Assim, relembremos como Lula respondeu a uma pergunta sobre nós no programa Roda Viva: 
AUGUSTO NUNES:
 Lula, por que o candidato [apoiado por] Maria Luiza [Dalton Rosado, do 
Partido Humanista], nesse caso, teve 3% dos votos? Você acha que o povo 
foi tão ingrato assim?  
LULA:
 Em Fortaleza, a grande briga que houve -e a imprensa publicou com certa
 dosagem de razão-, o grande problema que existia era a briga entre o 
partido e Maria Luiza. Porque a companheira Maria Luiza -eu não tenho 
procuração; não tive para defendê-la, como não tenho para acusá-la- 
entendeu que o partido não existia e não houve relacionamento com o 
partido. 
Ou
 seja, não é que o partido quer administrar, mas o partido tem 
responsabilidade perante a sociedade, porque é ele que responde para a 
sociedade; e, quando o partido tenta elaborar um projeto, o partido não 
elabora um projeto para a prefeita cumprir ou para o prefeito cumprir, o
 partido elabora um projeto para ser discutido no centro da sociedade 
como proposta partidária. E é exatamente aí que trombaram PT e Maria 
Luiza, e é por isso que ela se afastou do partido e saiu muito 
desgastada. 
Está
 aí o resultado. E por que ela saiu do PT? Porque ela imaginava que, no 
PT, ainda se podia fazer política na base do coronelismo, ou seja, 
alguém, por ser famoso, coloca um candidato debaixo do braço e, a partir
 daí, obriga o partido a aceitar. Ela tentou impor um candidato, o 
partido tinha feito uma coligação democraticamente discutida no partido e
 o partido resolveu indicar outro. O que aconteceu? O partido provou que
 estava certo e que a Maria Luiza tinha entrado num barco furado.

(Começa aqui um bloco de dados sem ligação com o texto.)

PR #260, opened 2023-08-23
feat(common): new subscription model

johannes-lindgren:
## What?

This PR introduces callback queue
1. Field Plugin attaches `callbackId` to messages to Container
2. Container responds with a message including `callbackId`
3. Field Plugin executes the callback only if the `callbackId` matches.

This enables us to
1. have multiple instances of `createFieldPlugin()`
2. remove state management out of the library and let Storyfront keep merging states and deliver the full state back to Field Plugin

## Why?

JIRA: EXT-1957


packages/field-plugin/src/createFieldPlugin/createPluginActions/createPluginActions.ts
```diff
@@ -57,37 +54,21 @@ export const createPluginActions: CreatePluginActions = (
   //  Because the container doesn't send the full state in its messages, we need to track it ourselves.
   //  isModal and height is not included in the messages to the children and must thus be tracked here.
   //  In future improved versions of the plugin API, this should not be needed.
-  let state: FieldPluginData = defaultState
 
-  let assetSelectedCallbackRef: undefined | ((filename: Asset) => void) =
-    undefined
-  let assetSelectedCallbackId: undefined | string = undefined
+  const { pushCallback, popCallback } = callbackQueue()
```
johannes-lindgren, line 58: This function returns two functions that lets you manage callback functions. 

When pushing, you specify the type of the callback function, and the callback function itself. It returns an id that you can include in the message to the visual editor.

When popping, you specify the callbackId and the type of the callback function, this way, typescript is able to guarantee that the callback function is of the expected type.

packages/field-plugin/src/createFieldPlugin/createPluginActions/createPluginActions.ts
```diff
@@ -57,37 +54,21 @@ export const createPluginActions: CreatePluginActions = (
...
-      ...state,
-      ...partialPluginStateFromStateChangeMessage(data),
-    }
-    onUpdateState(state)
+    popCallback('state', data.callbackId)?.(data)
+    onUpdateState(pluginStateFromStateChangeMessage(data))
+  }
+  const onLoaded: OnLoadedMessage = (data) => {
+    onUpdateState(pluginStateFromStateChangeMessage(data))
   }
```
johannes-lindgren, line 66: This is a new message. Whenever the state in the field plugin editor changes, it will send an event with the new state to the field plugin. The state is identical to the state in the `loaded` message.

packages/field-plugin/src/createFieldPlugin/createPluginActions/createPluginActions.ts
```diff
@@ -114,45 +96,42 @@ export const createPluginActions: CreatePluginActions = (
 
   return {
     actions: {
```
johannes-lindgren, line 98: As seen here, all actions return a promise that resolves when a confirmation of the message has been received.

packages/field-plugin/src/messaging/pluginMessage/containerToPluginMessage/LoadedMessage.ts
johannes-lindgren, line 1: I renamed this from `StateChangedMessage` to `LoadedMessage`, because the `StateChangedMessage` is now referring to a different message (the one that is sent during the plugin's lifecycle)

packages/field-plugin/src/messaging/pluginMessage/containerToPluginMessage/MessageToPlugin.ts
```diff
@@ -3,6 +3,7 @@ import { hasKey } from '../../../utils'
 export type MessageToPlugin<Action extends string> = {
   action: Action
   uid: string
+  callbackId?: string
```
johannes-lindgren, line 6: Every message has potentially a `callbackId`. It is optional because sometimes, the event was not triggered by the plugin, so there would be no callback to refer to

packages/field-plugin/src/messaging/pluginMessage/containerToPluginMessage/LoadedMessage.test.ts
johannes-lindgren, line 1: Need to add tests for the new `StateChangedMessage`

johannes-lindgren:
As you can see in the pull request, I intend to make each action return a promise, but I am not sure how to implement this in Storydfront yet; the code there is a bit messy.

packages/field-plugin/src/createFieldPlugin/createPluginActions/callbackQueue.ts
```diff
@@ -0,0 +1,66 @@
...
+
+type CallbackId = string
+type CallbackRef<Message> = {
+  callbackId: CallbackId
+  callback: OnMessage<Message>
+}
+type CallbackMap = {
+  asset: CallbackRef<AssetSelectedMessage>[]
+  context: CallbackRef<ContextRequestMessage>[]
+  state: CallbackRef<LoadedMessage>[]
```
eunjae-lee, line 16: Let's say

```js
const plugin1 = createFieldPlugin();
const plugin2 = createFieldPlugin();
const plugin3 = createFieldPlugin();

...

plugin1.actions.setContent({...});
```

After that, the container will send the new state. In this case, I think all of plugin 1 ~ 3 should receive the state update regardless of callbackId. What do you think?

packages/field-plugin/src/createFieldPlugin/createPluginActions/callbackQueue.ts
```diff
@@ -0,0 +1,66 @@
...
+      ],
+    }
+    return callbackId
+  }
+  const popCallback = <T extends CallbackType>(
+    callbackType: T,
+    callbackId: CallbackId | undefined,
+  ): CallbackMap[T][number]['callback'] | undefined => {
+    // TODO remove callback when popping
+    return callbackMap[callbackType].findLast(
```
eunjae-lee, line 58: I'm not sure but don't we need to find the first one?

packages/field-plugin/src/createFieldPlugin/createPluginActions/createPluginActions.ts
```diff
@@ -114,45 +96,42 @@ export const createPluginActions: CreatePluginActions = (
...
-          content,
-        }
-        onUpdateState(state)
+      setContent: (content) => {
+        return new Promise((resolve) => {
+          const callbackId = pushCallback('state', (message) =>
+            resolve(pluginStateFromStateChangeMessage(message)),
+          )
+          postToContainer(
+            valueChangeMessage({ uid, callbackId, model: content }),
```
eunjae-lee, line 105: it'd be nice to rename this to contentChangeMessage in the future (not in this PR). It's a note for myself :)

packages/field-plugin/src/createFieldPlugin/createPluginActions/createPluginActions.ts
eunjae-lee: I love how these actions are uniform now.

eunjae-lee (commented):
I absolutely love this. Let's keep going! 🚀

packages/field-plugin/src/createFieldPlugin/createPluginActions/callbackQueue.ts
johannes-lindgren: Yes, all of them would. And the promise that was created in one of them will be resolved. These lines are for handling the callback function in the promise.

packages/field-plugin/src/createFieldPlugin/createPluginActions/callbackQueue.ts
johannes-lindgren: It depends on whether we push items to the front or to the back of the queue. Since each `callbackId` is unique, it will find the element regardless of how it traverses the list, but it's slightly better to check from the end of the array, since the array is sorted by order of insertion.

packages/field-plugin/src/createFieldPlugin/createPluginActions/createPluginActions.ts
johannes-lindgren: Yes, that is true. (@demetriusfeijoo We started with the word "value" and switched to "content")

packages/field-plugin/src/createFieldPlugin/createPluginActions/callbackQueue.ts
eunjae-lee: Oh, I see. All the plugins get updated by `onLoaded` event, but only the caller's promise gets resolved by the callback.

I thought valueChangeMessage and modalChangeMessage contained the states, but they're just return value from the Container, and I assume the Container send a separate `loaded` event, so that all the plugins' `onLoaded` event gets triggered?

packages/field-plugin/src/messaging/pluginMessage/containerToPluginMessage/MessageToPlugin.ts
eunjae-lee: Can you give an example?

packages/field-plugin/src/createFieldPlugin/createPluginActions/callbackQueue.ts
eunjae-lee: `onLoaded` is called only once after the library is loaded.

And there's `onStateChange`, which can be returned after `setContent` or `setModalOpen`.

https://github.com/storyblok/field-plugin/pull/260/files#diff-e62bdc8d2bfaac8dcd9c0ec5f420b868131bc32f10c4be5743ba3e5e28ebe938R49-R54

If `plugin1` calls `setContent`, and Storyfront will `stateChanged` event back to all of plugin1~3. Only plugin1 will resolve the promise. However, all of plugin1~3 will still call the updater function.

```js
    popCallback('stateChanged', data.callbackId)?.(data)
    onUpdateState(pluginStateFromStateChangeMessage(data))
```

I was writing down a question, and in the middle of it, I understood. But still left it as a record for others :)

packages/field-plugin/src/createFieldPlugin/createPluginActions/createPluginActions.ts
```diff
@@ -44,7 +44,7 @@ export const createPluginActions: CreatePluginActions = (
   //  isModal and height is not included in the messages to the children and must thus be tracked here.
   //  In future improved versions of the plugin API, this should not be needed.
 
-  const { pushCallback, popCallback } = callbackQueue()
+  const { pushCallback, popCallback } = callbackQueue(10)
```
eunjae-lee, line 47: Do we need a limit?

packages/field-plugin/src/createFieldPlugin/createPluginActions/callbackQueue.ts
```diff
@@ -19,28 +19,19 @@ type CallbackMap = {
...
   }
-  // eslint-disable-next-line functional/no-let
-  let uuidIndex = 0
-  // TODO randomly generate instead
-  const uuid = (): CallbackId => {
-    uuidIndex = uuidIndex + 1
-    return uuidIndex
-  }
-
   const pushCallback = <T extends CallbackType>(
```
eunjae-lee, line 30: I think it doesn't hurt to mutate `callbackMap` here. I'd just `callbackMap[type].push(..)` instead of restructuring the whole map. If we let ourselves mutate `callbackMap`, then it's easy to implement popping: either `array.pop()` or `array.shift()`

packages/field-plugin/src/messaging/pluginMessage/containerToPluginMessage/MessageToPlugin.ts
johannes-lindgren: The following `MessageToContainer` messages resolve a promise: loaded, `asset-selected`, `update`, `toggle-modal`, `request-context`. Therefore, all these messages can contain a `callbackId`.

The `heightChange` message does not resolve a promise. Right now, I don't see a reason why it would. However, it is conceivable. Not sure if we should omit `callbackId` from `MessageToContainer` because of this.

For `MessageToPlugin`, all messages could resolve a promise: `loaded`, `state-changed`, `asset-selected`, `context`, so all can contain a `callbackId`.

Actually, right now, there is no real example of a `MessageToPlugin` message that does _not_ contain a `callbackId`... but, I can invent one!

Let's say the user clicks outside the modal window: ideally, this would close the modal window. Upon such click event, the Visual Editor sends a `state-updated` message to the field plugin. The event originated from the Visual Editor, so there is no promise to resolve, therefore the `callbackId` is omitted.

packages/field-plugin/src/createFieldPlugin/createPluginActions/createPluginActions.ts
```diff
@@ -119,17 +121,17 @@ export const createPluginActions: CreatePluginActions = (
...
-            resolve(pluginStateFromStateChangeMessage(message)),
-          )
-          // Request the initial state from the Visual Editor.
-          postToContainer(pluginLoadedMessage({ uid, callbackId }))
-        })
-      },
     },
     messageCallbacks,
     onHeightChange,
+    setLoaded: () => {
```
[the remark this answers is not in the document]
johannes-lindgren: We could rename it to `initialize()`

packages/field-plugin/src/createFieldPlugin/createPluginActions/createPluginActions.ts
johannes-lindgren: I think you're right; it's not needed. I guess if a callback is never received, something is wrong in either Storyfront or in the library, so it shouldn't be possible for the queue size to "explode". 

To limit the size, it's better to remove the promise from the queue immediately when it's popped, rather than letting it wait until the queue size reaches the limit. 

I'll fix it, thanks!

packages/field-plugin/src/messaging/pluginMessage/containerToPluginMessage/MessageToPlugin.ts
eunjae-lee: Ah, thanks for the explanation. Yeah it makes sense to have it optional. We cannot revert it if we being with it being required :)

eunjae-lee:
@johannes-lindgren ping me here whenever you need another round of my review :)

packages/field-plugin/src/createFieldPlugin/createPluginActions/createPluginActions.ts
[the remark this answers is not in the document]
demetriusfeijoo: I'd go for `initialize()`, it's more clear to me.

packages/field-plugin/src/messaging/pluginMessage/containerToPluginMessage/MessageToPlugin.ts
BibiSebi: @johannes-lindgren @eunjae-lee Can you explain what how we will use the callbackId, or why does it need to be present?

packages/field-plugin/src/createFieldPlugin/createPluginActions/createPluginActions.ts
```diff
@@ -57,37 +43,21 @@ export const createPluginActions: CreatePluginActions = (
...
-    state = {
-      ...state,
-      ...partialPluginStateFromStateChangeMessage(data),
-    }
-    onUpdateState(state)
+    popCallback('stateChanged', data.callbackId)?.(data)
+    onUpdateState(pluginStateFromStateChangeMessage(data))
+  }
+  const onLoaded: OnLoadedMessage = (data) => {
+    popCallback('loaded', data.callbackId)?.(data)
```
eunjae-lee, line 54: @johannes-lindgren it got me wondering.. don't we have to call `onUpdateState(pluginStateFromStateChangeMessage(data))` here as well?
I think we should get the initial full state.

eunjae-lee:
I'd love to get your reviews @demetriusfeijoo @BibiSebi on this :)

eunjae-lee:
* main
  * **PR #260** <a href="https://app.graphite.dev/github/pr/storyblok/field-plugin/260" target="_blank">Graphite</a>  👈
    * **PR #266** <a href="https://app.graphite.dev/github/pr/storyblok/field-plugin/266" target="_blank">Graphite</a> 

This comment was auto-generated by [Graphite](https://app.graphite.dev/github/pr/storyblok/field-plugin/260?utm_source=stack-comment).

packages/field-plugin/src/messaging/pluginMessage/pluginToContainerMessage/GetContextMessage.ts
```diff
@@ -1,12 +1,20 @@
 import { isMessageToContainer, MessageToContainer } from './MessageToContainer'
 
-export type GetContextMessage = MessageToContainer<'getContext'>
+export type GetContextMessage = MessageToContainer<'getContext'> & {
+  // Previously, debounced message was the default behavior.
+  // That debouncing implementation can be problematic, for example,
+  // when multiple field plugin instances request for context.
+  debounce: false
```
BibiSebi, line 7: Never saw this before, is the debouncing implemented inside the storyfront?

eunjae-lee: @BibiSebi yes, but only for `requestContext`. The debouncing is enabled by default for `requestContext`, but neither Johannes nor I know why it exists. And it seems troublesome especially with multiple field plugin instances. So I've added this new property to bypass debouncing, which is used only for the Field Plugin SDK (not the legacy ones).

packages/container/src/components/FieldPluginContainer.tsx
```diff
@@ -186,10 +236,10 @@ const useSandbox = (
     () =>
       createContainerMessageListener(
         {
-          setContent,
+          setContent: onUpdate,
           setPluginReady: onLoaded,
-          setHeight,
-          setModalOpen: setModalOpen,
+          setHeight: onHeightChange,
+          setModalOpen: onModalChange,
```
demetriusfeijoo, line 242: The same as the previous comment:

image

packages/container/src/components/FieldPluginContainer.tsx
```diff
@@ -132,12 +140,26 @@ const useSandbox = (
...
     },
     [postToPlugin],
   )
+  useEffect(() => {
+    if (!subscribeState) {
+      return
+    }
+
+    dispatchStateChanged(stateChangedData)
+  }, [dispatchStateChanged, stateChangedData])
```
demetriusfeijoo, line 161: The same as the previous comment:

image

packages/container/src/components/FieldPluginContainer.tsx
```diff
@@ -97,21 +102,24 @@ const useSandbox = (
...
       language,
       spaceId: null,
       story,
       storyId: undefined,
       token: null,
+      isModalOpen,
+      callbackId: stateChangedCallbackId,
     }),
-    [uid, content, language, schema, story],
+    [uid, content, language, schema, story, isModalOpen],
```
demetriusfeijoo, line 122: Hey @eunjae-lee, here eslint is warning for missing dependencies:

image

packages/container/src/dom/createContainerMessageListener.ts
```diff
@@ -1,24 +1,27 @@
 import {
+  AssetModalChangeMessage,
+  ContextRequestMessage,
```
demetriusfeijoo, line 3: This was imported but it's not being used @eunjae-lee.

packages/field-plugin/src/createFieldPlugin/createPluginActions/createPluginActions.ts
demetriusfeijoo, line 1: Is this note still necessary?

image

demetriusfeijoo (commented):
Hey @eunjae-lee, I've left some notes. 

Let me know if they make sense.

Related to the new approach, everything look nice to me. 
I didn't find any particular or possible issue.

eunjae-lee:
Thanks @demetriusfeijoo ! My vim didn't show me this lint errors 😅 And we also need to fix the CI to check these.

demetriusfeijoo (approved):
thanks for all the effort on this one @johannes-lindgren and @eunjae-lee.

Aewsome!

eunjae-lee:
### Merge Activity

* **Sep 14, 10:27 AM**: @eunjae-lee started a stack merge that includes this pull request via [Graphite](https://app.graphite.dev/github/pr/storyblok/field-plugin/260).

PR #261, opened 2023-08-23
feat(lib): handle `callbackId` in `contextRequest`

demetriusfeijoo:
## What?
Modify the requestContext action to return a Promise in place of returning nothing.

## Why?

JIRA: EXT-1920

The corresponding pull request in Storyfront is a prerequisite: https://github.com/storyblok/storyfront/pull/4368

This PR has the same purpose (and approach) as [this one](https://github.com/storyblok/field-plugin/pull/253) but is now for the `getContext` action (not `selectAsset`)

Usage implementation:
image

Result:
image

## How to test? (optional)
This function can be tested using our Sandbox application as described in or [[CONTRIBUTING.md →](https://github.com/storyblok/field-plugin/blob/main/CONTRIBUTING.md)]

### DIFF
--- a/packages/container/src/components/FieldPluginContainer.tsx
+++ b/packages/container/src/components/FieldPluginContainer.tsx
@@ -77,8 +77,9 @@ const useSandbox = (
       return undefined
     }
     // Omitting query parameters from the user-provided URL in a safe way
-    return `${fieldPluginURL.origin}${fieldPluginURL.pathname
-      }?${urlSearchParamsFromPluginUrlParams(pluginParams)}`
+    return `${fieldPluginURL.origin}${
+      fieldPluginURL.pathname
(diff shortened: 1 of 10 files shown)


eunjae-lee:
I read it briefly, and it looks good!

Any doubt or question?

eunjae-lee:
Hi Demetrius, Let's pause this task.

Johannes is bringing a big change around this: https://github.com/storyblok/field-plugin/pull/260

We need more work on the Storyfront side to enable this change on the SDK side, but I'm very happy if we get this. Sorry that this PR probably is going to be closed (because it conflicts with #260), but I hope it was a good practice for you. My PR #253 also will be overridden by this, but we're moving very fast at this point, and it was a bit expected.

eunjae-lee:
closing this PR in favor of #260

PR #264, opened 2023-08-28
chore(common): resolve source instead of bundle on development

eunjae-lee:
## What?

This PR updates vite configs to resolve source files instead of bundles when NODE_ENV is not `production` (probably either `development` or `test`).

It means we don't have to run build command every time we update something. More details in the comments section.

For example, vite config of Container looks like this:

```ts
  resolve: {
    alias:
      process.env.NODE_ENV === 'production'
        ? []
        : [
          {
            find: /^@storyblok\/field-plugin$/,
            replacement: path.resolve(
              __dirname,
              '../field-plugin/src/index.ts',
            ),
          },
        ],
  },
```

It means that the source of field plugin library will be resolved instead of `@storyblok/field-plugin` inside the Container package. However, we cannot add such config to the templates, because we don't want this config inside users' created repositories, right? So I had to create separate vite configs for the templates. Couldn't find out an alternative to this approach.

## Why?

JIRA: EXT-1751

## How to test? (optional)

https://github.com/storyblok/field-plugin/assets/499898/4739b5cb-a3ac-4f81-bc98-1a614d23b88a


BibiSebi:
I am wondering if the extended vite config from helper functions will actually have any effect once let's say a user creates a new template and runs `yarn dev`.

Quite some of the code seems to be redundant, do you think @eunjae-lee  it makes sense to make the `alias` a reusable constant? 

I am also playing with the idea if it was possible to create a more dynamic/simpler way of creating these dev configs, maybe by creating a special script. But the idea is not well-thought trough. I mean something like `yarn dev-internal:react` and the script would generate the correct temporary configs. 

I am thinking about an easier way because every time we create a new template we need to add the new extended configuration, which might be a bit cumbersome and we will also need to add this as a new step for our contributors.

eunjae-lee:
> I am wondering if the extended vite config from helper functions will actually have any effect once let's say a user creates a new template and runs `yarn dev`.

If I get your question correctly, helper is fine. When you think about the build process, we build helpers, and copy the bundled files into `packages/field-plugin/dist/...` At that point, helpers' vite config doesn't matter. Let me know if it's still unclear!

> I am also playing with the idea if it was possible to create a more dynamic/simpler way of creating these dev configs, maybe by creating a special script. But the idea is not well-thought trough. I mean something like yarn dev-internal:react and the script would generate the correct temporary configs.

I like the idea of a script. I didn't want to overcomplicate this pull-request from the beginning. Now that you see what's going on here, and you agree on having a better way to have this config for the sake of better maintenance, I'm happy to improve this pull-request. Ping me if you have some ideas, while I work on it :)

eunjae-lee:
cc @BibiSebi 
(forgot to ping you)

packages/field-plugin/helpers/vite/vite.config.ts
```diff
@@ -17,4 +17,15 @@ export default defineConfig({
       external: ['querystring'],
     },
   },
+  resolve: {
```
demetriusfeijoo, line 20: @eunjae-lee, I may be not seeing something here, but does it make sense to have this alias also for the `vite helper`?

I mean, it seems that the `@storyblok/field-plugin` package is not used in this helper...Am I right?

scripts/dev-template.mjs
```diff
@@ -0,0 +1,28 @@
+#!/usr/bin/env zx
+
+import fs from 'fs/promises'
+import path from 'path'
+
+const template = process.argv[3]
```
demetriusfeijoo, line 6:
```suggestion
const template = process.argv[3]
const templatePath = `packages/cli/templates/${template}`
const newConfigPath = `${templatePath}/node_modules/.${template}-vite.config.ts`
await $`cp ${templatePath}/vite.config.ts ${newConfigPath}`
```

demetriusfeijoo:
@eunjae-lee, everything seemed nice to me.

The script file was a nice idea, I tested it locally, and worked pretty well.

I left one note for the sake of understanding better the SDK, but nothing which would break anything as well.

packages/field-plugin/helpers/vite/vite.config.ts
eunjae-lee: Oh, nice catch! Thanks

scripts/dev-template.mjs
eunjae-lee: You can select multi-lines and suggest :)

https://github.com/storyblok/field-plugin/assets/499898/7ebfea6f-4067-491c-9571-c96e43b2c993

anyway, thanks I'll apply this.

demetriusfeijoo: Really cool @eunjae-lee. 

Thanks for sharing, it'll be helpful.

BibiSebi:
> > I am wondering if the extended vite config from helper functions will actually have any effect once let's say a user creates a new template and runs `yarn dev`.
> 
> If I get your question correctly, helper is fine. When you think about the build process, we build helpers, and copy the bundled files into `packages/field-plugin/dist/...` At that point, helpers' vite config doesn't matter. Let me know if it's still unclear!
> 
> > I am also playing with the idea if it was possible to create a more dynamic/simpler way of creating these dev configs, maybe by creating a special script. But the idea is not well-thought trough. I mean something like yarn dev-internal:react and the script would generate the correct temporary configs.
> 
> I like the idea of a script. I didn't want to overcomplicate this pull-request from the beginning. Now that you see what's going on here, and you agree on having a better way to have this config for the sake of better maintenance, I'm happy to improve this pull-request. Ping me if you have some ideas, while I work on it :)

What about merging this and creating another ticket to improve this? It does not have to be now, but in case we have the time and motivation we can look into it in the next sprint.
As long as it works, I think we can merge it like this, but, we need to include the information inside about the steps inside the README for contributors. 
What do you think. @eunjae-lee.

BibiSebi:
Never mind, I see you already started working on it :)

scripts/dev-template.mjs
```diff
@@ -0,0 +1,29 @@
...
+const templatePath = `packages/cli/templates/${template}`
+const newConfigPath = `${templatePath}/node_modules/.${template}-vite.config.ts`
```
BibiSebi, line 8: maybe here we also need to make a small check if node_modules is present otherwise the app might crash in the next command?

scripts/dev-template.mjs
```diff
@@ -0,0 +1,29 @@
+#!/usr/bin/env zx
+
+import fs from 'fs/promises'
```
BibiSebi, line 3: can we add a comment to explain the reasoning for this script? It might not be straightforward if a new dev joins us why we have this and inside the template, there is also a dev command so it might be confusing which one to use.

packages/field-plugin/helpers/vue2/vite.config.js
```diff
@@ -22,4 +22,15 @@ export default defineConfig({
       },
     },
   },
+  resolve: {
```
BibiSebi, line 25: it is totally fine for now, but the helpers will also need some kind of automated mechanism in the future, so that the developer does not need to take care of it.

scripts/dev-template.mjs
eunjae-lee: good point! but thinking of this.. if we didn't run `yarn install` yet, then `vite` is not there, and anyway nothing will work.

scripts/dev-template.mjs
demetriusfeijoo: `const template = process.argv[3]`

Since the `template` parameter is mandatory for the script to work properly, I'm wondering if it would be nice to check if before and if it isn't provided, print a better error message.

What do you think @eunjae-lee ?

eunjae-lee: This script is run by `bump-version`, and we don't run it directly. So this script is supposed to get the argument all the time. However, I just added it for better read :) 

https://github.com/storyblok/field-plugin/pull/264/commits/f7726dca5a2efbddf6431c8903078665c10c5be7

demetriusfeijoo (approved):
LGTM

PR #265, opened 2023-08-31
chore(common): add script to update library version in templates

eunjae-lee:
## What?

`yarn bump-version` now asks you if you want to update `@storyblok/field-plugin` version in all the templates in case of bumping the CLI version.

## Why?

JIRA: EXT-1950

After you release `@storyblok/field-plugin`, you normally want to release `@storyblok/field-plugin-cli`. When you do, you need to upgrade `@storyblok/field-plugin` to the latest version you just released. This PR updates `bump-version` script to let you upgrade the version automatically.

### DIFF
--- a/scripts/bump-version.mjs
+++ b/scripts/bump-version.mjs
@@ -163,6 +163,19 @@ if (prerelease) {
   nextVersion = result.nextVersion
 }
 
+if (packageFolder === 'cli') {
+  const { updateLibraryVersion } = await prompts({
+    type: 'confirm',
+    name: 'updateLibraryVersion',
+    message:
+      'Update the `@storyblok/field-plugin` version in all the templates?',
+    initial: true,
+  })
+  if (updateLibraryVersion) {
+    await $`./scripts/update-templates.mjs`
+  }
+}
+
 // Check out to a release branch
 const branchName = `chore/release-${packageFolder}-${nextVersion}`
 await $`git checkout -b ${branchName}`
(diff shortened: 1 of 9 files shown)


scripts/bump-version.mjs
```diff
@@ -163,6 +163,19 @@ if (prerelease) {
   nextVersion = result.nextVersion
 }
 
+if (packageFolder === 'cli') {
```
demetriusfeijoo, line 166: @eunjae-lee, could we have an `enum` for this checking here?

```
const PACKAGE_FOLDER_TYPES = {
    FIELD_PLUGIN: 'field-plugin',
    CLI: 'cli',
}

...

if (packageFolder === PACKAGE_FOLDER_TYPES.CLI) {}
```

and then we could also update the `PACKAGE_FOLDERS` for make use of it...
something like that:

```
const PACKAGE_FOLDERS = [
  {
    title: 'Library',
    value: PACKAGE_FOLDER_TYPES.FIELD_PLUGIN,
  },
  {
    title: 'CLI',
    value: PACKAGE_FOLDER_TYPES.CLI,
  },
]
```

What do you think?

eunjae-lee: hey @demetriusfeijoo based on your feedback, I just converted this to typescript!

demetriusfeijoo: Thanks @eunjae-lee. 

Nice job changing it.

I was checking it locally and now it seems the ESLint is not working anymore for this script:

image

eunjae-lee: fixed! https://github.com/storyblok/field-plugin/pull/265/commits/421de3ffba8e48d1dd54dcc00188bee7edce6090

PR #268, opened 2023-09-07
chore(common): add vscode recommended extensions

eunjae-lee:
## What?

This PR adds recommended extensions for VSCode. This is not an exhaustive list but the following two are not so common, so I wanted to make them explicit.

- https://marketplace.visualstudio.com/items?itemName=Graphite.gti-vscode
- https://marketplace.visualstudio.com/items?itemName=tldraw-org.tldraw-vscode

## Why?

https://code.visualstudio.com/docs/editor/extension-marketplace#_workspace-recommended-extensions


.gitignore
```diff
@@ -14,7 +14,6 @@ yarn-error.log*
 
 # Editor directories and files
 .idea
-.vscode
```
BibiSebi, line 17: I am guessing sometimes some .vscode files might be generated when working in the IDE. I guess that is why we had this line. We could keep it and just unignore the extensions file? 

what about this:

```
.vscode
!.vscode/extensions.json
```

eunjae-lee: ah you're right!

BibiSebi (approved):
sorry for the super late reply, looks good, let's go :)

PR #8665, opened 2019-05-23
Refine runners/reference/java dependencies and fix minor static analysis issues

iemejia:
R: @robertwb


iemejia:
Is the reference job server going to stay there, or are there plans to move it to other module?

robertwb:
The code changes look fine to me. 

I think it would make sense to move this to a runners/portable module. (Open to other ideas though.)

iemejia:
I think @angoenka said he was looking at this. I was just not sure if it was finally happening or it was just going to state in reference.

ADMINISTRAÇÃO POPULAR x CONCILIAÇÃO 
DO PT COM AS FORÇAS CONSERVADORAS 
 A verdade
 é que Maria Luíza foi a primeira prefeita mulher de uma capital e a 
primeira vitória do PT para um cargo executivo importante. Isto sem 
contar com nenhum vereador e sem que as capitais tivessem autonomia 
financeira (pois funcionavam como secretarias do Estado, uma vez que até
 então os prefeitos eram escolhidos pelos governadores, distorção que 
somente foi superada pela Constituição de outubro de 1988, cuja entrada 
em vigência se deu em 1989, após o fim do seu mandato). 
Assim, lutou com imensas dificuldades e, inclusive, com a oposição de 
parte do PT local e nacional, pois a prefeita não aceitava compactuar 
com métodos de administração tradicionais (o habitual toma-lá-dá-cá). 
Ademais, havia uma divergência ideológica com parte do PT local e 
nacional, pois o grupo de Maria Luíza tinha orientação marxista, e os 
marxistas estavam sendo perseguidos pelo grupo Articulação, do Lula. 
Muitos marxistas aderiram ao lulismo petista (José Dirceu, José Genoíno,
 Tarso Genro, José Guimarães e outros) e escaparam da degola. A expulsão
 da Maria Luíza, juntamente com o seu candidato à sucessão (eu, Dalton 
Rosado), que tinha amplas chances de vitória interna, no diretório 
municipal, deu-se por decisão de cúpula do diretório regional, 
obedecendo a orientação do diretório nacional, pela não aceitação da 
postura política e administrativa do seu grupo.
A conciliação do PT nacional com segmentos tradicionais e seus 
tradicionais métodos começou a se evidenciar a partir daí. Além da 
perseguição petista, da oposição de partidos como o PCdoB e hostilização
 que sofria da imprensa tradicional, a chamada Administração Popular
 sofreu a perseguição dos governos Tasso Jereissati (estadual) e do José
 Sarney (federal) num momento de forte dependência econômica e 
tributária a esses governos. 
Daí decorreram graves dificuldades de administração, que lhe acarretaram
 impopularidade, mas pôde equilibrar as finanças públicas municipais, de
 modo a que o seu sucessor, Ciro Gomes, encontrasse uma prefeitura 
saneada e apta a receber os inúmeros projetos que se encontravam 
encalhados no Governo Federal (além de poder com a nova realidade de 
recursos financeiros estabelecidos na nova Constituição). Ciro Gomes se 
beneficiou dessa condição inicial, pois subiu meteoricamente de prefeito
 para Governador em apenas um ano de mandato.
Assim, não é verdade  que eu, Dalton Rosado, advogado de causas 
populares e militante do PT desde 1981,  secretário de Finanças da 
Administração Popular, fosse um candidato de algibeira, como se diz no jargão dos coronéis do sertão. Os fatos estavam em desacordo com a afirmação de Lula.